И тут из машины отца, опираясь на трость, тяжело, но с достоинством, вышла бабушка. Моя бабушка — старая, мудрая, всё понимающая, видящая насквозь. Она смотрела на нас, на своего сына и внука, и в её выцветших глазах плескалась вековая усталость.
— Да, говори, сынок, — обратилась она к отцу, и голос её был тих, но звенел сталью. — Он, её дед, её предал, выгнал, уничтожил, а этот, что значится твоим сыном, — она кивнула в мою сторону, и я почувствовал себя букашкой под микроскопом, — опозорил её, променяв на дешёвку свою жену. Ох и дураки вы. Слепые, глупые дураки. Что будет, когда узнаете правду?
— Бабушка! Хватит! Не желаю слушать этот бред! — взорвался я, потому что каждое её слово било точно в цель, в самое больное место, в ту самую кровоточащую рану, которую я так старательно прятал.
— Ты на бабушку-то не ори, — рявкнула на меня мама так, что я осёкся на полуслове. — Господи, мама, что пошло не так в его воспитании? — обратилась она к бабушке, и в её голосе звучала такая горечь, что мне стало тошно. — Я вырастила плохого мужчину. Слабого. И глупого.
— Ох и не знаю, моя Мирай, ох не знаю, дочка, — она покачала головой, и этот простой жест был страшнее любого крика.
А я просто не мог слушать всё это. Каждое слово было ударом хлыста по оголённым нервам. Я развернулся, почти физически ощущая их взгляды на своей спине, и пошёл обратно в больницу, в этот каменный мешок, где меня ждала моя Селин. Я поднялся на этаж, всё ещё дрожа от разговора, увидел её — одну, стоящую у окна, такую маленькую и беззащитную в этом больничном полумраке, — подошёл к ней и обнял крепко-крепко, до хруста, словно пытаясь удержать ускользающую реальность.
— Явуз, где ты был? — с упреком, с обидой, с требованием спросила она. — Почему ты оставил меня одну!?

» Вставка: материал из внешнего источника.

PR #513, opened 2017-06-08
Order detail summary

rmisio:
This PR partially implements the Summary tab of the Order Details overlay. It includes:

- the progress bar up top
- the Order Details section
- the Payment Details section
  - Includes a stubbed Pay For Order section. When the Purchasing PR is all done and merged, I'll integrate with the full Pay For Order section.
- the Order Accepted section
  - As of now the Fulfill and Refund actions are a no-op.

*** One other note... I don't think this functionality will work properly with Purchases for items set for Local Pickup. I'm not 100% clear what the flow is in that case, so I'll integrate that in a subsequent PR once I understand the details.


js/languages/en-US.json
```diff
@@ -11,17 +11,20 @@
   "testnet": "Test Mode",
   "testnetTooltip": "Test Mode uses testnet coins, which are intended for testing purposes only.",
   "tabMenuHeading": "MENU",
+  "fiatBtcPairing": "%{fiatAmount} (%{btcAmount})",
```
rmisio: I moved these three out to re-use globally. I can't imagine these being context specific and it seemed unnecessarily repetitive to keep re-declaring them.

— Я просто дышал воздухом.
Да, я просто дышал. Просто дышал воздухом, который больше не приносил облегчения. Просто пытался найти в себе хоть что-то, за что можно было бы зацепиться. Пытался — и не находил.
Глава 10 Мелиса
Утро следующего дня началось с леденящего, почти неестественного спокойствия. Я проснулась за несколько минут до того, как прозвенел будильник, — старая, выработанная годами привычка хирурга, который привык вставать раньше любых звонков, раньше солнца, раньше всего мира. Несколько секунд я лежала неподвижно, глядя в белый потолок гостиничного номера и прислушиваясь к тишине. За окном только-только начинало сереть — Стамбул, мой бывший город, просыпался медленно, нехотя, словно старый, ленивый кот, потягивающийся после долгой ночи. Где-то вдалеке, за плотной завесой утреннего тумана, слышался первый, ещё робкий гул машин. Перекрикивались чайки над Босфором — их резкие, гортанные голоса пробивались даже сквозь закрытые окна.